---------- DATASET ENTRIES ----------
PR #3606, opened 2026-04-24
Fix #3512: remove invisible agent name prefixes

### LINKED ISSUE #3512: Zero-width space prefixes in AGENT_LIST_SORT_PREFIXES cause garbled agent name rendering in Warp Terminal
## Summary

`AGENT_LIST_SORT_PREFIXES` uses U+200B (zero-width space) characters to control agent list sort order. Some terminal emulators don't handle these correctly, causing garbled display of agent names in the TUI status line.

## Environment

- Plugin: `oh-my-openagent@3.17.4`
- OpenCode: `1.4.11`
- Terminal: **Warp Terminal** `v0.2026.04.15.08.45.stable_02` on macOS (darwin arm64)
- `TERM=xterm-256color`

## Reproduction

1. Install `oh-my-openagent` and use any of the prefixed agents (`sisyphus`, `hephaestus`, `prometheus`, `atlas`).
2. Observe the agent name in the OpenCode TUI status line / session footer.

## Expected

```
Sisyphus - Ultraworker · Claude Opus 4.7 · 4m 18s
```

## Actual (Warp)

```
Sisyphus - Ultraworke r· Claude Opus 4.7 · 4m 18s
                    ^  <- spurious visible gap
```

After reflow / truncation in the same session:

```
Sisyphus - ltraworker  · Claude Opus 4.7 Anthropic
          ^ <- leading 'U' is cut, trailing space preserved
```

Image

The zero-width prefix (`\u200B` for sisyphus, up to `\u200B\u200B\u200B\u200B` for atlas) appears to:
1. Render as a visible advance in Warp's text engine (not zero-width).
2. Cause width miscalculation during truncation — the TUI assumes zero width but the terminal renders non-zero, so chars are cut off at the wrong position.

## Root cause

Source: `src/shared/agent-display-names.ts` (compiled into `dist/index.js` and `dist/cli/index.js`)

```js
AGENT_LIST_SORT_PREFIXES = {
  sisyphus: "\u200B",
  hephaestus: "\u200B\u200B",
  prometheus: "\u200B\u200B\u200B",
  atlas: "\u200B\u200B\u200B\u200B"
};
```

Used in `getAgentRuntimeName()`:

```js
function getAgentRuntimeName(configKey) {
  const displayName = getAgentDisplayName(configKey);
  const prefix = AGENT_LIST_SORT_PREFIXES[configKey.toLowerCase()];
  return prefix ? `${prefix}${displayName}` : displayName;
}
```

The prefixed string becomes both the sort key AND the visible runtime name, which is why the invisible characters leak into the TUI.

## Suggested fixes (in order of preference)

1. **Use OpenCode's native agent ordering API** if available, instead of relying on string-sort with invisible characters.
2. **Decouple sort key from display name**. Store prefixed name as a separate `sortKey` field internally; return the clean display name from `getAgentRuntimeName`.
3. **Add an opt-out config flag** (e.g. `disable_agent_sort_prefixes: true` in the `oh-my-opencode.json` schema) for users on affected terminals.

Option (2) is cleanest — there's no truly safe zero-width character across all terminal emulators.

## Workaround for affected users

```bash
# Adjust path for your platform
PLUGIN_DIR=~/.cache/opencode/packages/oh-my-openagent@latest/node_modules/oh-my-openagent/dist

# Backup
cp "$PLUGIN_DIR/index.js"     "$PLUGIN_DIR/index.js.bak"
cp "$PLUGIN_DIR/cli/index.js" "$PLUGIN_DIR/cli/index.js.bak"

# Strip the prefixes
perl -i -pe 's/"\\u200B(\\u200B)*"/""/g' \
  "$PLUGIN_DIR/index.js" \
  "$PLUGIN_DIR/cli/index.js"
```

Side effect: agents sort alphabetically instead of the intended custom order. Wiped on plugin reinstall.

## Other affected terminals (likely)

Warp is block-based with a custom text renderer — the most prone to U+200B handling bugs. Other candidates: some versions of iTerm2 with ligature-aware fonts, Hyper, and various web-based terminals. Reporter has only confirmed Warp.

---

_Related: `AGENT_DISPLAY_NAMES` and `AGENT_LIST_SORT_PREFIXES` at `src/shared/agent-display-names.ts`._

lucasyounger:
## Summary

- fix garbled agent name rendering by removing invisible zero-width prefixes from emitted runtime/list names
- keep backward compatibility by preserving invisible-character stripping during agent-name lookups
- update the agent ordering docs to describe the order-field based approach

## Changes

- remove `AGENT_LIST_SORT_PREFIXES` from `src/shared/agent-display-names.ts`
- make `getAgentRuntimeName()` and `getAgentListDisplayName()` return clean display names
- update agent name tests to assert prefix-free runtime names while keeping legacy normalization coverage
- refresh `src/plugin-handlers/AGENTS.md` so it no longer documents ZWSP-based ordering

## Testing

Installed Bun locally on Windows (`1.3.13`) and verified the change with:

```bash
bun run typecheck
bun run build
```

Both commands completed successfully.

## Related Issues

Closes #3512

### DIFF
--- a/src/plugin-handlers/AGENTS.md
+++ b/src/plugin-handlers/AGENTS.md
@@ -8,28 +8,31 @@ The canonical agent order is **sisyphus → hephaestus → prometheus → atlas*
 
 This order is enforced via two mechanisms working together:
 1. `CANONICAL_CORE_AGENT_ORDER` in `agent-priority-order.ts` controls object key insertion order
-2. `agent-key-remapper.ts` injects ZWSP-prefixed runtime names into the `name` field for OpenCode's `localeCompare` sort
+2. `agent-priority-order.ts` injects explicit `order` fields onto core agent configs so OpenCode can sort them without mutating visible names
 
 ### Why Two Mechanisms
 
-OpenCode's `Agent.list()` sorts agents by `name` field via `localeCompare`. Object key order alone is not enough. The `name` field carries ZWSP prefixes (1-4 chars) so core agents sort before alphabetically-named agents.
+Object key order alone is not enough because multiple merge paths can reshuffle assembled configs. The emitted `order` field provides a stable, explicit priority without leaking invisible characters into the UI or terminal renderers.
 
-ZWSP is intentionally used in the `name` field only. It MUST NOT appear in:
+Historical ZWSP-prefixed names may still appear in old sessions or cached state. They MUST NOT be emitted in current runtime names, object keys, or display names. Compatibility stripping lives in `shared/agent-display-names.ts`.
+
+Invisible characters MUST NOT appear in:
 - Object keys (used as HTTP header values, causes RFC 7230 violations)
+- Runtime names returned by `getAgentRuntimeName()`
 - Display names returned by `getAgentDisplayName()`
 - Config keys
 
 ### History
 
 Agent ordering has caused 15+ commits, 8+ PRs, and multiple reverts due to:
-1. Early ZWSP attempts that leaked into HTTP headers via object keys
+1. Early invisible-prefix attempts that leaked into visible UI surfaces
 2. Object.entries() iteration order depending on merge sequence
 3. Multiple code paths assembling agents differently
 
 ### Forbidden Patterns
 
 DO NOT introduce:
-- ZWSP in object keys or display names (only allowed in `name` field via `getAgentRuntimeName()`)
+- ZWSP or other invisible sort prefixes in emitted names
 - Runtime sort shims or comparators
 - Alternative ordering constants
 - Object.entries() order dependencies
--- a/src/shared/agent-display-names.test.ts
+++ b/src/shared/agent-display-names.test.ts
@@ -1,5 +1,13 @@
 import { describe, it, expect } from "bun:test"
-import { AGENT_DISPLAY_NAMES, getAgentConfigKey, getAgentDisplayName, getAgentListDisplayName, normalizeAgentForPrompt, normalizeAgentForPromptKey } from "./agent-display-names"
+import {
+  AGENT_DISPLAY_NAMES,
+  getAgentConfigKey,
+  getAgentDisplayName,
+  getAgentListDisplayName,
+  getAgentRuntimeName,
+  normalizeAgentForPrompt,
+  normalizeAgentForPromptKey,
+} from "./agent-display-names"
 
 describe("getAgentDisplayName", () => {
   it("returns display name for lowercase config key (new format)", () => {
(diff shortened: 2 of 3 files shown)


lucasyounger:

lucasyounger:
recheck

ANPULI:
Tested locally. The rendering fix is correct, but I want to flag an ordering regression that I think blocks landing this as-is on opencode ≤ 1.14.22.

**Test setup**
- Checked out `codex/fix-3512-agent-name-rendering` at `7042b66f`
- `bun install && bun run build` — clean, all 31 tests in `agent-display-names.test.ts` pass
- Replaced `~/.cache/opencode/packages/oh-my-openagent@latest/node_modules/oh-my-openagent/dist/` with the built output
- Env: WSL2 Ubuntu 24.04 + Windows Terminal, opencode 1.14.22, oh-my-openagent 3.17.4

**What works ✅**
Status bar renders `Sisyphus - Ultraworker` cleanly. No stray space, no color break, separator spacing correct. Verified across new sessions and the agent picker label.

**What regresses ⚠️ — core agent order**
TUI agent picker (Tab) shows the core four out of canonical order. Observed top of list:

```
Sisyphus - Ultraworker        ← default agent stays first
Atlas - Plan Executor          ← then alphabetical
Hephaestus - Deep Agent
Prometheus - Plan Builder
```

Expected: Sisyphus → Hephaestus → Prometheus → Atlas.

**Root cause (verified in both repos)**

The PR's plugin code is correct: `reorderAgentsByPriority` in `src/plugin-handlers/agent-priority-order.ts:47-50` does inject `{...agent, order: 1..4}` and is called from `applyAgentConfig` in `src/plugin-handlers/agent-config-handler.ts:389`. Tests at `src/plugin-handlers/agent-priority-order.test.ts:196-199` assert this. So OMO is delivering the right shape.

The problem is opencode core does not honor `order` yet:

- `Agent.Info` schema (`packages/opencode/src/agent/agent.ts:27-52`) has no `order` field.
- `Agent.list()` (same file, ~lines 285-295) sorts purely as:
  ```ts
  sortBy(
    [(x) => (cfg.default_agent ? x.name === cfg.default_agent : x.name === "build"), "desc"],
    [(x) => x.name, "asc"],
  )
  ```
- The TUI picker (`packages/opencode/src/cli/cmd/tui/component/dialog-agent.tsx`) consumes that list verbatim with no further sort.
- The upstream PR that would add `order` field support, sst/opencode#19127, is **still open** as of today.

So removing the ZWSP prefixes (which were load-bearing as a name-based sort hack) without `order` being honored downstream falls back to alphabetical-by-name, which produces exactly the order I observed (Sisyphus first as default, then A/H/P alphabetical). This is the same regression pattern that caused PR #3260 to be reverted in #3265.

**Suggested paths forward** (any of these would unblock; deferring to maintainers on which fits the project's style):

1. **Gate on opencode version**: keep the new clean-name path behind a runtime check for an opencode version that honors `order`; fall back to ZWSP prefixes on older versions. Lets this PR ship without regressing existing users.
2. **Wait for sst/opencode#19127** to merge and a release to ship, then land this PR.
3. **Land in two commits**: one that adds `order` injection (already present on `dev`), one that removes ZWSP — sequence the second with the upstream release.

Happy to test any revision. Thanks for tackling this — the rendering fix itself is solid and the test changes capture the right invariants.

lucasyounger:
Closing this for now. The rendering fix is valid, but keeping this PR open is misleading because it regresses canonical core-agent ordering on opencode <= 1.14.22. The current change removes the invisible name-prefix fallback before upstream order support is available, so this is not safe to merge yet. I'll reopen or submit a follow-up once upstream order support lands, or if we add a version-gated compatibility path for older opencode releases.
----------
DIRECTIONS FOR THIS TASK
The answer must be every line from the records above that contains "paths".

RESULT BELOW
+Object key order alone is not enough because multiple merge paths can reshuffle assembled configs. The emitted `order` field provides a stable, explicit priority without leaking invisible characters into the UI or terminal renderers.
 3. Multiple code paths assembling agents differently
**Suggested paths forward** (any of these would unblock; deferring to maintainers on which fits the project's style):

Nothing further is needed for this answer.